Investors are warning that Germany may not escape a fall in office capital values in the next 12 months, despite the current very strong demand for assets there.

Philip La Pierre, LaSalle IM Europe CEO

Philip La Pierre, Lasalle IM Europe CEO

Philip La Pierre, European chief executive officer of LaSalle Investment Management, cautioned that it is a time to be prudent and patient when there is so much uncertainty due to the Covid pandemic, particularly for the office sector.

La Pierre said his team was discussing every day ‘what asset classes to invest into, what our clients want, what our fund structures and portfolio structures look like, what we think are the trends to come out of this and where to deploy our clients’ capital most prudently’.

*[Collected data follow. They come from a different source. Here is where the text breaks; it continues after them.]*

PR #2767, opened 2024-08-06
try to fix codeQL

jennyf19:


keegan-caruso:
Fixed by #2768

.github/workflows/codeql-analysis.yml
```diff
@@ -1,25 +1,15 @@
...
-      - 'test/Microsoft.IdentityModel.ManagedKeyVaultSecurityKey.Tests/**'
-      - '/src/Microsoft.IdentityModel.KeyVaultExtensions/**'
-      - '/src/Microsoft.IdentityModel.ManagedKeyVaultSecurityKey/**'
     types:
       - opened
       - synchronize
       - reopened
       - ready_for_review
-    branches: [ "dev", "dev6x", "dev7x"]
+    branches: [ "dev" ]
```
keegan-caruso, line 12: I think we might want at least dev7 and maybe dev6, they are still active, no?

jennyf19: they have codeql on their own respective branches so it will run on PRs into those branches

With offices ‘challenged’ and demand for leasing down this year by between 30% and 60% ‘we are back to 2009 post-GFC levels (of demand) for office space.’ This, he added, is when ‘the crisis hasn’t even unfolded yet.’

‘We see weaknesses in offices that haven’t repriced yet.’ In this environment it was ‘residential and logistics that feel good’.

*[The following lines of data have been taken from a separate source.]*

PR #2771, opened 2024-08-07
ValidateTokenAsync: New code path

iNinja:
# ValidateTokenAsync: New code path

- [ ] You've read the [Contributor Guide](https://github.com/AzureAD/azure-activedirectory-identitymodel-extensions-for-dotnet/blob/dev/Contributing.md) and [Code of Conduct](https://opensource.microsoft.com/codeofconduct/).
- [ ] You've included unit or integration tests for your change, where applicable.

Join all the refactored validators into a new `ValidateTokenAsync` entry point.

## Description
- Implementation of ValidateTokenAsync, ValidateJWSAsync, ValidateJWEAsync
- Added InternalTokenValidationResult to hold the intermediate validation results. Moved result types to their own folder.
- Removed unused delegate from TokenValidationParameters

Tests to be added before marking ready for review.
Creation of `ClaimsIdentity` still needs a resolution, as the current implementation in `TokenValidationResult` uses `TokenValidationParameters`.

Part of #2711


src/Microsoft.IdentityModel.JsonWebTokens/JsonWebTokenHandler.ValidateToken.Internal.cs
```diff
@@ -0,0 +1,309 @@
...
+        /// <exception cref="ArgumentNullException">Returned if <paramref name="token"/> is null or empty.</exception>
+        /// <exception cref="ArgumentNullException">Returned if <paramref name="validationParameters"/> is null.</exception>
+        /// <exception cref="ArgumentException">Returned if 'token.Length' is greater than <see cref="TokenHandler.MaximumTokenSizeInBytes"/>.</exception>
+        /// <exception cref="SecurityTokenMalformedException">Returned if <paramref name="token"/> is not a valid <see cref="JsonWebToken"/>, <see cref="ReadToken(string, CallContext)"/></exception>
+        /// <exception cref="SecurityTokenMalformedException">Returned if the validationParameters.TokenReader delegate is not able to parse/read the token as a valid <see cref="JsonWebToken"/>, <see cref="ReadToken(string, CallContext)"/></exception>
+        internal async Task<TokenValidationResult> ValidateTokenAsync(
+            string token,
+            ValidationParameters validationParameters,
+            CallContext callContext,
+            CancellationToken? cancellationToken)
```
brentschmaltz, line 40: should we allow this to be null?

src/Microsoft.IdentityModel.JsonWebTokens/JsonWebTokenHandler.ValidateToken.Internal.cs
```diff
@@ -0,0 +1,309 @@
...
+        {
+            // These exceptions will be removed once we add ExceptionDetails to TokenValidationResult.
+            if (string.IsNullOrEmpty(token))
+                return new TokenValidationResult { Exception = LogHelper.LogArgumentNullException(nameof(token)), IsValid = false };
+
+            if (validationParameters is null)
+                return new TokenValidationResult { Exception = LogHelper.LogArgumentNullException(nameof(validationParameters)), IsValid = false };
+
+            if (token.Length > MaximumTokenSizeInBytes)
+                return new TokenValidationResult { Exception = LogHelper.LogExceptionMessage(new ArgumentException(LogHelper.FormatInvariant(TokenLogMessages.IDX10209, LogHelper.MarkAsNonPII(token.Length), LogHelper.MarkAsNonPII(MaximumTokenSizeInBytes)))), IsValid = false };
```
brentschmaltz, line 50: please stack these parameters.

src/Microsoft.IdentityModel.Tokens/Validation/Results/InternalTokenValidationResult.cs
```diff
@@ -0,0 +1,146 @@
...
+
+        /// <summary>
+        /// Creates a new instance of <see cref="InternalTokenValidationResult"/> to aggregate validation results.
+        /// </summary>
+        /// <param name="securityToken">The <see cref="SecurityToken"/> being validated.</param>
+        /// <param name="tokenHandler">The <see cref="TokenHandler"/> performing the validation.</param>
+        /// <exception cref="ArgumentNullException"></exception>
+        public InternalTokenValidationResult(SecurityToken? securityToken, TokenHandler tokenHandler)
+        {
+            _securityToken = securityToken;
```
brentschmaltz, line 29: Why should securityToken be allowed to be null?

brentschmaltz (approved):
Let's get this committed and then start writing tests and E2E developer experiences.

src/Microsoft.IdentityModel.Tokens/Validation/Results/InternalTokenValidationResult.cs
iNinja: Because there are cases such as validating a token from a string where the reading / decrypting can fail and we end up without a security token, and yet we need to return a result to indicate what went wrong.

FuPingFranco (approved):

src/Microsoft.IdentityModel.JsonWebTokens/JsonWebTokenHandler.ValidateToken.Internal.cs
iNinja: For now I have kept it optional and assigned `CancellationToken.None` if it is not present.
We can make this mandatory over the next weeks if we think it is worth enforcing.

La Pierre was speaking on 13 October at one of a week of webinars on the outlook for European real estate hosted by Colliers International Germany.

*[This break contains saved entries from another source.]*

PR #2777, opened 2024-08-12
updates for one build

jennyf19:
Ensures that the same build variable name (`MicrosoftIdentityModelVersion`) is used both for the version of the library itself, and in the libraries that take a dependency on Wilson. This name was already used in other libraries. This becomes the way to set the version in Release builds.


build/version.props
```diff
@@ -1,17 +1,22 @@
 <!-- This file may be overwritten by automation. Only values allowed here are VersionPrefix and VersionSuffix.  -->
 <Project>
```
keegan-caruso, line 2: Can we delete this file?

---

Or do we want it just for the one prop?

jennyf19: good catch, I had meant to delete it. it's deleted now.

Wilson.sln
```diff
@@ -105,7 +105,6 @@ Project("{2150E333-8FDC-42A3-9474-1A3956D46DE8}") = "build", "build", "{BC99A01F
 		build\dependenciesTest.props = build\dependenciesTest.props
 		build\targets.props = build\targets.props
 		build\targetsTest.props = build\targetsTest.props
-		build\version.props = build\version.props
```
keegan-caruso: why remove from the sln?

westin-m (approved):

Wilson.sln
jennyf19: It's deleted

kllysng: I'm sorry, I don't see version.props as deleted

build/version.props
```diff
@@ -1,17 +1,17 @@
...
-    <PropertyGroup Condition=" '$(VersionSuffix)' == '' ">
-      <Version>$(VersionPrefix)</Version>
-    </PropertyGroup>
-
-    <PropertyGroup Condition=" '$(VersionSuffix)' != '' ">
-      <Version>$(VersionPrefix)-$(VersionSuffix)</Version>
-    </PropertyGroup>
-
-</Project>
+    <PreviewVersionSuffix Condition="'$(PreviewVersionSuffix)' == '' and '$(BuildingInsideVisualStudio)' != 'true'">preview-$([System.DateTime]::Now.AddYears(-2019).Year)$([System.DateTime]::Now.ToString("MMddHHmmss"))</PreviewVersionSuffix>
```
JoshLozensky, line 7: Why did we want to add seconds here?

JoshLozensky (approved):

Wilson.sln
jmprieur: @jennyf19, I had readded during the WE it as it's also used by testscommons. But it's now different.
I've rea-added it to the solution too (right now)

jmprieur (approved):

In another, Claus Becher, Deka’s head of real estate fund management, said that despite all of Germany’s qualities as a relative safe haven market, ‘sooner or later we will feel the results of recession here, and this will have some impact on the rental market.’

He acknowledged the support to real estate generally of the very loose monetary policy but continued: ‘In the next 12 months there will be a recession and there will be some results in the markets for sure. Whether it hits hard or less hard that is something we will have to asset manage.’

Matthias Leube, Colliers CEO of Germany said ‘quite an extensive wave of assets’ has come to the market in Germany since the summer. La Pierre’s view was that ‘more product means somebody is calling the office market...I would expect a lot more return for the risk - which is not knowing where offices are heading.’

Leube noted that sentiment may be knocked back by the cancellation of the hybrid EXPO event in Munich ‘at the last moment’ late on 12 October.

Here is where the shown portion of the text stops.